● EXERCISE: Once you have read the records below, write them all out exactly as given.

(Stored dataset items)
PR #2551, opened 2020-07-07
Dense MatrixExponential Transform

stefanwebb:
This is an implementation of the `MatrixExponential` transform for a dense linear operator, y = exp(M)x. The transform was introduced in this recent paper: [The Convolution Exponential and Generalized Sylvester Flows](https://arxiv.org/abs/2006.01910).

The strength of the method is that it allows you to take any linear operation and make it into a bijection with an explicit inverse and tractable log-determinate-Jacobian. I've implemented a dense linear `MatrixExponential` transform here, although the method really shines for structured M on images and graphs (I leave `ConvMatrixExponential` and `GraphMatrixExponential` as well as `GeneralizedSylvester` for future PRs)

### DIFF
--- a/pyro/distributions/transforms/matrix_exponential.py
+++ b/pyro/distributions/transforms/matrix_exponential.py
@@ -1,0 +1,147 @@
+# Copyright (c) 2017-2019 Uber Technologies, Inc.
+# SPDX-License-Identifier: Apache-2.0
+
+import math
+
+import torch
+import torch.nn as nn
+from torch.distributions import Transform, constraints
+
+from pyro.distributions.torch_transform import TransformModule
+from pyro.distributions.util import copy_docs_from
+
+
+@copy_docs_from(Transform)
+class ConditionedMatrixExponential(Transform):
+    domain = constraints.real
+    codomain = constraints.real
+    bijective = True
+    event_dim = 1
+
+    def __init__(self, weights=None, iterations=8, spectral_norm=0.5):
+        super().__init__(cache_size=1)
+        assert iterations > 0
+        self.weights = weights
+        self.iterations = iterations
+        self.spectral_norm = spectral_norm
+
+    def _exp(self, x, M):
+        """
+        Performs power series approximation to the vector product of x with the
+        matrix exponential of M.
+        """
+        power_term = x.unsqueeze(-1)
+        y = x.unsqueeze(-1)
+        for idx in range(self.iterations):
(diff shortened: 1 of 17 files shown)


stefanwebb:
@fritzo could we please merge in #2544 before this one?

pyro/distributions/transforms/matrix_exponential.py
```diff
@@ -0,0 +1,174 @@
...
+        y = x.unsqueeze(-1)
+        for idx in range(self.iterations):
+            power_term = torch.matmul(M, power_term) / (idx + 1)
+            y = y + power_term
+
+        return y.squeeze(-1)
+
+    def _trace(self, M):
+        """
+        Calculate the trace of a matrix and is able to do broadcasting over batch
```
fritzo, line 51: nit: grammar. Calculate -> Calculates

pyro/distributions/transforms/matrix_exponential.py
```diff
@@ -0,0 +1,174 @@
...
+    [2] Tim Salimans, Diederik P. Kingma. Weight Normalization: A Simple
+        Reparameterization to Accelerate Training of Deep Neural Networks.
+        [arXiv:1602.07868]
+    [3] Takeru Miyato, Toshiki Kataoka, Masanori Koyama, Yuichi Yoshida. Spectral
+        Normalization for Generative Adversarial Networks. ICLR 2018.
+
+    """
+
+    domain = constraints.real
+    codomain = constraints.real
```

● RESPONSE AREA:
PR #2551, opened 2020-07-07
Dense MatrixExponential Transform

stefanwebb:
This is an implementation of the `MatrixExponential` transform for a dense linear operator, y = exp(M)x. The transform was introduced in this recent paper: [The Convolution Exponential and Generalized Sylvester Flows](https://arxiv.org/abs/2006.01910).

The strength of the method is that it allows you to take any linear operation and make it into a bijection with an explicit inverse and tractable log-determinate-Jacobian. I've implemented a dense linear `MatrixExponential` transform here, although the method really shines for structured M on images and graphs (I leave `ConvMatrixExponential` and `GraphMatrixExponential` as well as `GeneralizedSylvester` for future PRs)

### DIFF
--- a/pyro/distributions/transforms/matrix_exponential.py
+++ b/pyro/distributions/transforms/matrix_exponential.py
@@ -1,0 +1,147 @@
+# Copyright (c) 2017-2019 Uber Technologies, Inc.
+# SPDX-License-Identifier: Apache-2.0
+
+import math
+
+import torch
+import torch.nn as nn
+from torch.distributions import Transform, constraints
+
+from pyro.distributions.torch_transform import TransformModule
+from pyro.distributions.util import copy_docs_from
+
+
+@copy_docs_from(Transform)
+class ConditionedMatrixExponential(Transform):
+    domain = constraints.real
+    codomain = constraints.real
+    bijective = True
+    event_dim = 1
+
+    def __init__(self, weights=None, iterations=8, spectral_norm=0.5):
+        super().__init__(cache_size=1)
+        assert iterations > 0
+        self.weights = weights
+        self.iterations = iterations
+        self.spectral_norm = spectral_norm
+
+    def _exp(self, x, M):
+        """
+        Performs power series approximation to the vector product of x with the
+        matrix exponential of M.
+        """
+        power_term = x.unsqueeze(-1)
+        y = x.unsqueeze(-1)
+        for idx in range(self.iterations):
(diff shortened: 1 of 17 files shown)


stefanwebb:
@fritzo could we please merge in #2544 before this one?

pyro/distributions/transforms/matrix_exponential.py
```diff
@@ -0,0 +1,174 @@
...
+        y = x.unsqueeze(-1)
+        for idx in range(self.iterations):
+            power_term = torch.matmul(M, power_term) / (idx + 1)
+            y = y + power_term
+
+        return y.squeeze(-1)
+
+    def _trace(self, M):
+        """
+        Calculate the trace of a matrix and is able to do broadcasting over batch
```
fritzo, line 51: nit: grammar. Calculate -> Calculates

pyro/distributions/transforms/matrix_exponential.py
```diff
@@ -0,0 +1,174 @@
...
+    [2] Tim Salimans, Diederik P. Kingma. Weight Normalization: A Simple
+        Reparameterization to Accelerate Training of Deep Neural Networks.
+        [arXiv:1602.07868]
+    [3] Takeru Miyato, Toshiki Kataoka, Masanori Koyama, Yuichi Yoshida. Spectral
+        Normalization for Generative Adversarial Networks. ICLR 2018.
+
+    """
+
+    domain = constraints.real
+    codomain = constraints.real
```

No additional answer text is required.